PR #348, opened 2020-04-30
Revert "MODIFY: Fix Regex Search in ExecuteSOQL to Handle Nested Queries"

alexed1:
Reverts alexed1/LightningFlowComponents#347

Ragan, getting this error when I try to package the merged code:
 ExecuteSOQLTest: Dependent class is invalid and needs recompilation:
 Class ExecuteSOQL : Variable does not exist: cleanObjectName,ExecuteSOQL: Variable does not exist: cleanObjectName

looks like cleanObjectName is missing a definition.


sillyrags:
@alexed1 Yes, I missed that when moving the code over here for the PR. Here is the PR to fix the issue: https://github.com/alexed1/LightningFlowComponents/pull/349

▶ WORK ITEM:
Please quote exactly the lines from the one containing "Reverts alexed1/LightningFlowComponents#347" through the last line of the records above, both included, and nothing else.

▶ ANSWER BELOW:
Reverts alexed1/LightningFlowComponents#347

Ragan, getting this error when I try to package the merged code:
 ExecuteSOQLTest: Dependent class is invalid and needs recompilation:
 Class ExecuteSOQL : Variable does not exist: cleanObjectName,ExecuteSOQL: Variable does not exist: cleanObjectName

looks like cleanObjectName is missing a definition.


sillyrags:
@alexed1 Yes, I missed that when moving the code over here for the PR. Here is the PR to fix the issue: https://github.com/alexed1/LightningFlowComponents/pull/349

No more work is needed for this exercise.